Uma investigação da Polícia Civil do Paraná detalhou a tentativa de socorro de vizinhos durante o feminicídio de Suelen Cristina Cordeiro, de 31 anos, ocorrido em Guarapuava, na região central do estado. O crime aconteceu na noite de 27 de junho, um sábado, no Bairro Boqueirão, e o inquérito foi concluído nesta terça-feira (7). O suspeito, Anderson José da Fonseca, foi preso em flagrante.
Vizinhos ouviram gritos e tentaram entrar
Câmeras de segurança registraram a movimentação dos moradores. Após ouvirem brigas e gritos de socorro, vizinhos foram até a residência e tentaram entrar, mas as portas estavam trancadas. Minutos depois, Anderson saiu segurando uma faca, discutiu com as testemunhas e fugiu, deixando a casa trancada. Imagens de um bar próximo mostram que ele retornou ao estabelecimento, onde foi localizado e preso pela polícia.

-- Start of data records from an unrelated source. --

PR #6, opened 2017-05-01
breaking: Introduce client-wide context.Context

jen20:
This commit makes every method to every Triton client take a context in order that the consumer can set deadlines, timeouts and so forth. This also mandates the removal of the RetryableHTTP library in favour of the standard library HTTP client (without upstreaming changes to RetryableHTTP).

This is a breaking change, however it is a vast improvement and worth taking the hit sooner rather than later.

We also clean up various nits - format strings without formatting values and so forth.

### DIFF
--- a/accounts.go
+++ b/accounts.go
@@ -1,11 +1,11 @@
 package triton
 
 import (
+	"context"
 	"encoding/json"
+	"fmt"
 	"net/http"
 	"time"
-
-	"fmt"
 
 	"github.com/hashicorp/errwrap"
 )
@@ -40,9 +40,13 @@ type Account struct {
 
 type GetAccountInput struct{}
 
-func (client *AccountsClient) GetAccount(input *GetAccountInput) (*Account, error) {
+func (client *AccountsClient) GetAccount(ctx context.Context, input *GetAccountInput) (*Account, error) {
+	if ctx == nil {
+		panic(nilContext)
+	}
+
 	path := fmt.Sprintf("/%s", client.accountName)
-	respReader, err := client.executeRequest(http.MethodGet, path, nil)
+	respReader, err := client.executeRequest(ctx, http.MethodGet, path, nil)
 	if respReader != nil {
 		defer respReader.Close()
 	}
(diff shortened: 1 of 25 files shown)


fabrics.go
```diff
@@ -26,9 +27,9 @@ type FabricVLAN struct {
 
 type ListFabricVLANsInput struct{}
 
-func (client *FabricsClient) ListFabricVLANs(*ListFabricVLANsInput) ([]*FabricVLAN, error) {
+func (client *FabricsClient) ListFabricVLANs(ctx context.Context, _ *ListFabricVLANsInput) ([]*FabricVLAN, error) {
```
tgross: Just for my own education, and I realize this isn't a change in this PR: do we have these unused parameters (in various places) as placeholders so that we can change the implementations without breaking the API contract? Given that the consumer would need to swap out the empty/placeholder input struct for a populated one, what does this give us? I may just be missing something here.

accounts.go
```diff
@@ -40,9 +40,13 @@ type Account struct {
 
 type GetAccountInput struct{}
 
-func (client *AccountsClient) GetAccount(input *GetAccountInput) (*Account, error) {
+func (client *AccountsClient) GetAccount(ctx context.Context, input *GetAccountInput) (*Account, error) {
+	if ctx == nil {
+		panic(nilContext)
```
tgross: What's special about this particular API endpoint with respect to panicking if the user passes a `nil` Context? Panicking here seems like it would be a surprise to the user and we're not doing it anywhere else. Maybe a default `context.Background` would be more appropriate?

fabrics.go
jen20: There are two reasons for this:

1) As you say, so that we can add in additional options fields without breaking users (if there are optional arguments - for example filters - it would not be necessary to populate them)

2) Uniformity of the API - it's messy to have some things take an options structure and others not, and requires consulting the documentation more often.

accounts.go
jen20: The idiomatic approach to things requiring a context is to panic if it is nil - we should probably roll that change through the entire API though (or delegate it to the client, though that will lead to worse backtraces).

jen20: @sean- any opinions on this bit?

fabrics.go
tgross: Aye, that all seems sensible.

accounts.go
cheapRoc: Since I'm new to Go as well, how are other libraries migrating to this kind of API constraint with `context`? Are they providing defaults at points such as this (is that even good practice)?

cheapRoc:
This is such a perfect time to enforce this API. Glad to see this PR incoming.

jen20:
Ummm, I didn't merge this, not sure how that happened.

jen20:
However I pushed new changes so I'll open a new PR.

accounts.go
jen20: In this case actually I think we should remove it and let the HTTP library panic on nil context instead - @tgross is right.

PR #8, opened 2017-05-04
breaking: Introduce client-wide context.Context

jen20:
This commit makes every method to every Triton client take a context in order that the consumer can set deadlines, timeouts and so forth. This also mandates the removal of the RetryableHTTP library in favour of the standard library HTTP client (without upstreaming changes to RetryableHTTP).

This is a breaking change, however it is a vast improvement and worth taking the hit early on.

This is an updated version of #6, which GitHub automatically closed for an unknown reason.

### DIFF
--- a/accounts.go
+++ b/accounts.go
@@ -1,11 +1,11 @@
 package triton
 
 import (
+	"context"
 	"encoding/json"
+	"fmt"
 	"net/http"
 	"time"
-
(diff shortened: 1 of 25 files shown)


jen20:
@tgross @sean- @cheapRoc I think all of the review points have been addressed now.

Agressões duraram pelo menos seis minutos
A delegada Ana Hass de Miranda afirmou: “Deduzimos que essas agressões tenham durado pelo menos seis minutos no interior da residência, de portas fechadas, enquanto testemunhas tentavam a todo tempo acessar a residência, já sabendo que estava acontecendo ali uma agressão bastante grave.”
Relacionamento marcado por violência
Testemunhas relataram à polícia que Anderson e Suelen tinham um relacionamento conturbado, com várias brigas e agressões. A delegada destacou que havia relatos de restrição de liberdade da vítima, que teria sido sedada mediante medicamentos e torturada com chutes e baldadas de água. “Situações bastante complexas, mas que infelizmente nunca chegaram ao conhecimento das autoridades”, lamentou.
Defesa do suspeito
Em nota, as advogadas Andreia Farias e Rosangela Gomiero, que atuam na defesa de Anderson, expressaram solidariedade à família da vítima e afirmaram que a investigação está em estágio embrionário. “Qualquer juízo de valor ou conclusão precipitada neste momento é prematuro e pode comprometer a busca pela verdade real. Nos manifestaremos apenas após o acesso integral aos autos do inquérito policial, aos laudos da Polícia Científica e aos depoimentos formais”, disseram.
Canais de denúncia
A Polícia Civil reforça que denúncias de violência doméstica podem ser feitas de forma anônima pelos telefones 197 (Polícia Civil) ou 181 (Disque-Denúncia). Em casos de perigo iminente, a Polícia Militar deve ser acionada pelo 190.